At first glance, it seems to represent a cross between LinkedIn and Tinder. You can network with other professionals while barely lifting a finger — swipe right on the smartphone if you want to connect, left to continue browsing.
But SkilledAfricans, a pan-continental social network that boasts 750,000 members, aims to achieve more than just professional introductions or casual encounters.
The aim is to “increase knowledge, and prove knowledge,” says CEO and co-founder Dr. Nicolas Bussard.
The website and app — which launches this week — are designed to give users the tools to build their skill-set and certify their resumes — essential in today’s job market.
Africa has the highest rate of population growth of any continent according to the U.N., yet unemployment and underemployment are significant problems in many countries, particularly for younger generations. In South Africa, for example, 52 percent of people aged 15 to 24 are jobless.
Free online training
SkilledAfricans hopes to correct this through training and self-promotion. The platform offers over 400 free online courses, covering topics from assertiveness to Microsoft Office. Prospective employers can see the modules users have completed and invite them to take skills-based tests for the jobs they’re looking to fill.
“I wanted to make money, but I also wanted to build something that would be useful to people,” Bussard said. “We’re a mix of social network, training platform and recruitment platform.”
“Companies find it so hard to recruit people in Africa, that sometimes they can just overlook people who do have the skills. We want people (in Africa) to become almost like freelancers, to sell their services,” Bussard added.
Born to an “extremely poor” family in rural Cameroon and adopted by French-Swiss parents, Bussard moved to England to study at Coventry University, where he became a lecturer in mathematics and e-commerce by the age of 21.
Ever determined, the home-schooled entrepreneur completed a PhD by the age of 24 before launching himself into start-ups. Among a string of businesses prior to SkilledAfricans, the 39-year-old founded Feedzilla in 2004, one of the world’s first news aggregators.
Tired of the company’s management tussles and wanting to make a difference, Bussard co-launched LinkedAfricans in 2012. Two years later he renamed it SkilledAfricans, as “people always thought we were affiliated with LinkedIn.”
Built for Africa
It’s not just the training provision that differentiates the site from its American counterpart, he emphasizes.
“I don’t see LinkedIn as a competitor, because they don’t focus on Africa,” he said. “We wanted to give people access to a platform that’s pan-African and built for them. We want people to come to our platform who would not sign up on LinkedIn.”
As well as graduates and managers, the platform targets support staff and tradesmen, who Bussard says aren’t otherwise catered for. So far, 8,000 companies are signed up, who can recruit users individually or contract the company’s talent-sourcing services. For one media client, Bussard used an online English test to reduce a pool of 4,000 resumes to just 250.
“Headhunting is way too expensive for most African companies,” he explains. “What we’d like to do is make it cheaper by providing verified CVs.”

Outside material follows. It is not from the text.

PR #1005, opened 2019-06-03
Show welcome page when installing the plugin for the first time.

zhangzhx:
Draft for welcome page. Need to revisit once done the UI review.

## License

There’s one app Bussard is happy to be compared to: “We wanted to apply the Tinder concept to recruitment in Africa. We are a matchmaker,” he said.
‘Big deal’
While all the online courses are free, SkilledAfricans also offers paid-for classroom training. Plans are underway to offer free courses from Ivorian university lecturers, with paid examinations.
“The idea is to allow people who cannot spend the money to go to a good university to take the course from their home,” said Bussard. The start-up has so far trained over 2,000 people in physical classrooms and 200,000 people online, he adds.
But the entrepreneur hopes this is just the beginning — the company aims to have 20 million members by 2020. While Bussard admits this goal is “ambitious”, he has an ace up his sleeve.
He has signed a deal with a Chinese mobile manufacturer to have the app pre-installed on their smartphones, which are sold “in millions” to Africa.
“It’s a big deal. It’s a huge deal”, he says. “Most people in Africa don’t own a computer, but most own a mobile phone, and most — at least the ones we’re targeting — own a smartphone.”
Income comes from online advertising, physical training and recruitment, which Bussard believes will be the strongest revenue driver.
The start-up is currently seeking investment — together with co-founder Emmanuel Henao, with whom Bussard parted ways last year, it has so far spent around $400,000 — largely on advertising, wages and research and development.
“We’ve spent so much time on R&D,” says Bussard, who has nearly 15 years of start-up experience. “It’s very important that before you hit the market, big time, you need to have the right product. So many entrepreneurs make the same mistake.”